Deterministic Parity Work

• Introduced deterministic movement-core module on both client and server paths and wired both sides to it for horizontal movement direction resolution.
• Reduces drift between predicted and authoritative movement math.

Compatibility

• No game code changes required.
• Existing and new games benefit automatically when using updated runtime/client/server builds.
• Legacy behavior remains available via fallback paths.

Why

• Reduce perceived input latency and rubber-banding.
• Improve camera smoothness during sprint/turn/jump/fall scenarios.
• Stabilize behavior under jitter/frame stalls.
• Improve low-end/mobile consistency without heavy runtime cost.

Expected Player-Visible Impact

• Smoother local movement and camera response.
• Fewer reconciliation snaps/tugs.
• Reduced “lag spikes” feeling during fast movement and vertical transitions.
• Better consistency on lower-performance devices.

[web3dev1337]

Review notes (mirrored from upstream PR #9)

Overall: direction looks solid — deterministic movement parity + ack-aware replay + tick-aligned server input application should noticeably reduce “tug” and jitter.

🚨 Potential correctness issue (camera yaw/pitch can get dropped)

On the server, sequenced movement packets are queued, but applyQueuedInputForSimulation() collapses the queue to the last command and only applies cp/cy if they exist on that last command:

• server/src/players/Player.ts (applyQueuedInputForSimulation())

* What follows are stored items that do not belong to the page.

PR #525, opened 2023-09-20
hide other tools and icons in the background when a full2d tool is open 

benptc:
I think the UI looks cleaner if they are hidden while the background is blurred, since they don't blur and sometimes interfere with the focused tool's content.

Example before:
Screenshot 2023-09-20 at 12 21 21 PM

Example after:
Screenshot 2023-09-20 at 12 20 33 PM

### DIFF
--- a/css/index.css
+++ b/css/index.css
@@ -840,6 +840,11 @@ body {
     pointer-events: none;
 }
 
+.hiddenFrameContainerByFull2D {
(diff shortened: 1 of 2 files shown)


ktheo-ptc (approved):
Great update!

hobinjk-ptc (approved):
Excellent to have this!

PR #527, opened 2023-09-28
Fix bug in previous implementation of "hidden by blurred background"

benptc:
Improvement based on @ptc-mklaudiny's observation that the time-series graph stops ticking forward while the blurred background is hiding it in the previous implementation (https://github.com/ptcrealitylab/vuforia-spatial-toolbox-userinterface/pull/525).

A similar side effect seems to be that a proxied gl context doesn't render while display:none is applied to the corresponding iframe, so I didn't need to specifically hide the glcanvas in the previous implementation.

This solution uses visibility:hidden on the iframes, but as a result also needs to apply visibility:hidden to the glcanvas.

### DIFF
--- a/css/index.css
+++ b/css/index.css
@@ -840,11 +840,6 @@ body {
     pointer-events: none;
 }
 
-.hiddenFrameContainerByFull2D {
-    display: none;
-    pointer-events: none;
-}
-
 .visibleFrame {
     visibility: visible;
     /*opacity: 1.0;*/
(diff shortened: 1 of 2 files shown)


hobinjk-ptc (approved):
Interesting, nice improvement! Good ol' requestAnimationFrame

ptc-mklaudiny (approved):
Thanks for fixing this issue.

PR #528, opened 2023-10-03
Loosen comparison of target ip if one ip is localhost

hobinjk-ptc:
Required to fix https://github.com/ptcrealitylab/vuforia-spatial-edge-server/pull/909

### DIFF
--- a/src/app/targetDownloader.js
+++ b/src/app/targetDownloader.js
@@ -696,7 +696,8 @@ createNameSpace("realityEditor.app.targetDownloader");
         for (var objectKey in objects) {
             if (!objects.hasOwnProperty(objectKey)) continue;
             const object = realityEditor.getObject(objectKey);
-            if (object.ip === ip && object.name === objectName) {
+            const ipMatches = object.ip === ip || object.ip === 'localhost' || ip === 'localhost';
+            if (ipMatches && object.name === objectName) {
                 return objectKey;
             }
         }
--- a/src/network/realtime.js
+++ b/src/network/realtime.js
@@ -665,7 +665,8 @@ createNameSpace("realityEditor.network.realtime");
         if (socketIP.includes(':8081')) {
             ioObject = window._oldIo.connect(socketIP);
         } else {
-            ioObject = io.connect(socketIP);
+            let tsIo = new ToolSocket.Io();
+            ioObject = tsIo.connect(socketIP);
         }
         if (DEBUG) {
             console.log('createSocketInSet', setName, socketIP, ioObject);


src/network/discovery.js
```diff
@@ -135,7 +135,9 @@ createNameSpace("realityEditor.network.discovery");
 
     exports.setPrimaryWorld = (ip, id) => {
         primaryWorld = {
-            ip: ip,
```
dangond-ptc, line 138: Is there nothing that uses the ip value here?

hobinjk-ptc: The code does use the ip value if present (in src/network/index.js). However, I think that setting the ip address is what causes joining an existing scan from the metaverse manager to fail.

More precisely, the following:
device A and device B are logged into realitydemo@ptc.com in the metaverse manager
device A creates a new scan
device B sees the scan in the metaverse manager, clicks Join Metaverse
right now: device B doesn't localize or download the area target
with this change (expected, can't test locally right now): device B successfully sees that device A is hosting the expected world id

dangond-ptc (approved):

benptc:
Seems reasonable. I just tested with multiple devices and this is working!

1. Works perfectly if you sign into the same account on multiple devices, and tap on "Enter Metaverse" for the metaverse you scanned. The only problem is you need to remember which device actually scanned the world in the first place, as you need to join on that device first. Not sure what the long-term solution for this would be – some visual feedback in the manager that distinguishes between metaverses stored on this device vs ones scanned on other devices? Or to eventually store the target data in the cloud so that you could start the session on any device logged into this account.

2. I was also able to join via the "Join Existing Session" menu – however, there is an issue if you have many metaverses scanned on your device where the UI in the join menu has a button for each world ID/IP pair (but only shows the IP) so it's a bit of a game of luck to pick the right button that corresponds with the world that the other device is localized within. Ideally the other iOS device's server wouldn't advertise the worlds that aren't actively being used (perhaps deactivating the object?). Or at least we would have better UI in this menu to help you pick the right world.

join-existing-metaverse-list-of-too-many

hobinjk-ptc:
Thanks for testing! Yeah, the current lack of distinction is definitely a stumbling block for users. I agree that the eventual proper solution is to download the target from the cloud.

Ideally the server would only activate the beat sending for activated-in-the-ui world objects but I'm not sure how implementable that is

src/network/discovery.js
hobinjk-ptc: I decided to drop this blunt approach in favor of selectively not providing `ip` in callers of this function

PR #533, opened 2023-10-11
Take spatial snapshots on iOS device; refactor SpatialSnapshotCoordinator out of CameraVisCoordinator; implement capture APIs

benptc:
- moves Shaders.js, VisualDiff.js, and CameraVisPatch.js to userinterface, so that patches can be added in AR
- creates new SpatialPatchCoordinator class, with a subset of functionality from the CameraVisCoordinator
- implements `spatialInterface.captureSpatialSnapshot` tool API (https://github.com/ptcrealitylab/vuforia-spatial-edge-server/pull/913)
- implements swift `get3dSnapshot` API (https://github.com/ptcrealitylab/vuforia-spatial-toolbox-ios-swift/pull/495)
- Adds a bit more logic to the SOLID shader (adds viewAngleSimilarity and viewPositionSimilarity uniforms) to make photo smoother when viewing from similar perspective that it was captured from
- adjusts the coordinate system that spatial patches are positioned within to make the math easier to calibrate between remote operator and iOS views

Corresponding remote operator PR coming momentarily...

### DIFF
--- a/index.html
+++ b/index.html
@@ -170,6 +170,9 @@
     <script src="src/gui/ar/areaCreator.js" type="module"></script>
     <script src="src/gui/ar/videoPlayback.js" type="module"></script>
     <script src="src/gui/ar/Followable.js" type="module"></script>
+    <script src="src/gui/ar/Shaders.js" type="module"></script>
+    <script src="src/gui/ar/VisualDiff.js" type="module"></script>
+    <script src="src/gui/ar/CameraVisPatch.js" type="module"></script>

Because the client only includes cp/cy when they change (client/src/input/InputManager.ts), it’s possible for:

1. cp/cy to be present in an earlier queued command,
2. not present in the last command,
3. and then never applied after the batch collapses.

That can leave the server’s camera orientation stale (movement direction resolution becomes wrong) under jitter / packet bunching.

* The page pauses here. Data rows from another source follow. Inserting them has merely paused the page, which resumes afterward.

PR #535, opened 2023-10-13
Value Add/Waste Time functionality for analytics

dangond-ptc:
Apologies for the massive mono-commit! This brings in the ability to mark parts of the analytics timeline as being Value Add or Waste Time. Right now, the only visualization of this is as regions on the timeline, but I'm looking into where a good spot to put a summary would be. Depends on https://github.com/ptcrealitylab/vuforia-spatial-core-addon/pull/289 and https://github.com/ptcrealitylab/vuforia-spatial-edge-server/pull/924


dangond-ptc:
Also, this has the unfortunate side-effect of not being backwards-compatible with existing analytics sessions. I'll also add in a commit that can change the previous data format into the new one.

src/utilities/Timeline.js
```diff
@@ -0,0 +1,361 @@
+/**
+ * A Region represents a chunk of time [startTime, endTime) with a given value.
+ */
+export class Region {
```
benptc, line 4: I like how nicely structured the Region and Timeline classes are – nice work!

src/utilities/Timeline.test.js
```diff
@@ -0,0 +1,346 @@
+import { expect, test, describe } from 'vitest';
+import { Region, Timeline } from "./Timeline";
+
+const region = new Region(0, 5, null);
+
+describe('region', () => {
```
benptc, line 6: Nice to see the tests here, too!

hobinjk-ptc (approved):
Very nice API design! Even with tests! Incredible

benptc (approved):
Looks good!

PR #619, opened 2024-01-31
app.setPause and app.setResume can take a completionHandler callback

benptc:
New promise versions of setPause and setResume that resolve when pause/resume is complete, with success status.

These can be used to ensure that the app has finished pausing/resuming AR before continuing, since the regular app function calls aren't guaranteed to be synchronous.


ptc-mklaudiny (approved):
LGTM

ptc-mklaudiny (approved):
LGTM

Issue #614, opened 2024-01-29
Allow you to edit your own username, if you've joined as an anonymous user (anyone who clicks on the invite link generally joins as Anonymous)


benptc:

benptc:
Feature has been added!

PR #620, opened 2024-01-31
Click on icon to edit your username

benptc:
Brings up a modal to edit your username. Instantly propagates to other clients when you hit submit. Tested working on iOS app too. Saves name in browser localStorage and uses as default when you refresh the page if you're an anonymous user. Your signed-in username in the Manager overrides the saved value if you're signed in (the next time you refresh the page, but you can still edit for this session).

Edit Username v1

Fixes Issue #614

### DIFF
--- a/src/gui/modal.js
+++ b/src/gui/modal.js
@@ -72,6 +72,7 @@ createNameSpace("realityEditor.gui.modal");
      * @param {string} submitButtonText
      * @param {function} onCancelCallback
      * @param {function} onSubmitCallback
+     * @param {boolean} useSmallerVersion
      */
     function openClassicModal(headerText, descriptionText, cancelButtonText, submitButtonText, onCancelCallback, onSubmitCallback, useSmallerVersion) {
         // create the instance of the modal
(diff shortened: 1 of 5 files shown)


src/gui/modal.js
```diff
@@ -102,6 +103,65 @@ createNameSpace("realityEditor.gui.modal");
...
+        fade.classList.add('modalVisibleFadeIn');
+        document.body.appendChild(fade);
+
+        // create the container with the header, description, a text input, and a submit and cancel button
+        let container = document.createElement('div');
+        container.classList.add('inputModalCard');
+        // container.classList.add('viewCard', 'center', 'popUpModal');
+        let text = document.createElement('div');
+        text.classList.add('inputModalCardText');
+        text.innerHTML = `<h3>${headerText}</h3>
```
hobinjk-ptc, line 120: It would be better to construct the h3 and p elements using createElement and innerText just in case at some point in the future the headerText or descriptionText is provided from an untrusted source

hobinjk-ptc (approved):

Steve-KX-RL (approved):
Thx for doing this!

PR #627, opened 2024-02-16
Stability Improvements

dangond-ptc:
Toolsocket has been updated to a more recent version, and the userinterface now properly connects to the cloud proxy websocket using `ws` or `wss` as appropriate, allowing for local cloud proxy connections


benptc (approved):
LGTM

PR #635, opened 2024-02-27
Fix for getURL not expecting proxyPort being empty sometimes

dangond-ptc:


benptc (approved):
This should do the trick – thank you!

PR #639, opened 2024-03-06
Remove ACES filmic tone mapping

hobinjk-ptc:
It brings a bit of drama to the scan lighting but we're not in the business of drama


ptc-rdeleeuw (approved):
I think this is for the better. if we scan a car for example we don't want tone mapping change the color. Ideally the camera and screen/headset are calibrated to display the actual color of the paint job on the car. 
Efforts to change the scanned colors to improve the color accuracy of the scanned object should not be applied to the whole scene.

Suggested fix: when consuming a batch, scan the queued commands (from the end) for the most recent defined cp and cy, and apply those even if the last command omits them (similar to how jump intent is preserved via sawJumpPressed).

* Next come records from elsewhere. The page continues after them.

PR #640, opened 2024-03-06
Single layer grid

ptc-rdeleeuw:
simplify the render loop by eliminating the need for layers, rendering the whole scene at once instead of multiple times with different layers

depends on:
https://github.com/ptcrealitylab/vuforia-spatial-remote-operator-addon/pull/158

### DIFF
--- a/.gitignore
+++ b/.gitignore
@@ -15,3 +15,4 @@ node_modules/
 dist/
 
 coverage/
+/.vscode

Compatibility / “old games” risk areas

• Movement inputs now go unreliable + sequenced. WASD/shift/jump/crouch/joystick are now sent as snapshots with sq and usually unreliable; correctness depends on the resend/continuous-snapshot logic in client/src/input/InputManager.ts. This should be fine, but it’s a behavior change vs reliable edge-triggered packets.
• Protocol field aq + strict schema. If a newer server sends aq to an older client whose schema doesn’t include it (and additionalProperties: false), validation could reject entity packets. This PR gates on server-side protocol support, not per-client feature negotiation. Safe if client/server/protocol deploy together; risky under mixed versions.
• Cutscene-style input disabling: server/src/worlds/entities/PlayerEntity.ts calls player.applyQueuedInputForSimulation() even when tickWithPlayerInput is disabled. That may still update player.input + player.camera orientation during “controls disabled” flows.

Performance notes

• Client prediction cost: per-frame substepping is capped (6 substeps). The heavier path is replay: up to 96 buffered commands × up to 12 substeps each (worst-case spike after stalls). Might be worth capping total replay work per frame or amortizing across frames if spikes show up.
• Camera collision: switching raycasts from every-frame to interval/threshold-based sampling is a win for CPU, especially on mobile.
• Network bandwidth: movement snapshots at 60 Hz (desktop) / 30 Hz (mobile) are still small, but higher steady-state than only sending changes.

Suggested manual test matrix

• High jitter + packet loss: confirm no “stale yaw” movement, no stuck movement on key-up.
• Mobile third-person: confirm camera collision doesn’t clip through walls during fast turns/teleports.
• Example games (sdk-examples/): confirm any custom controllers / cutscene input disabling behaves the same.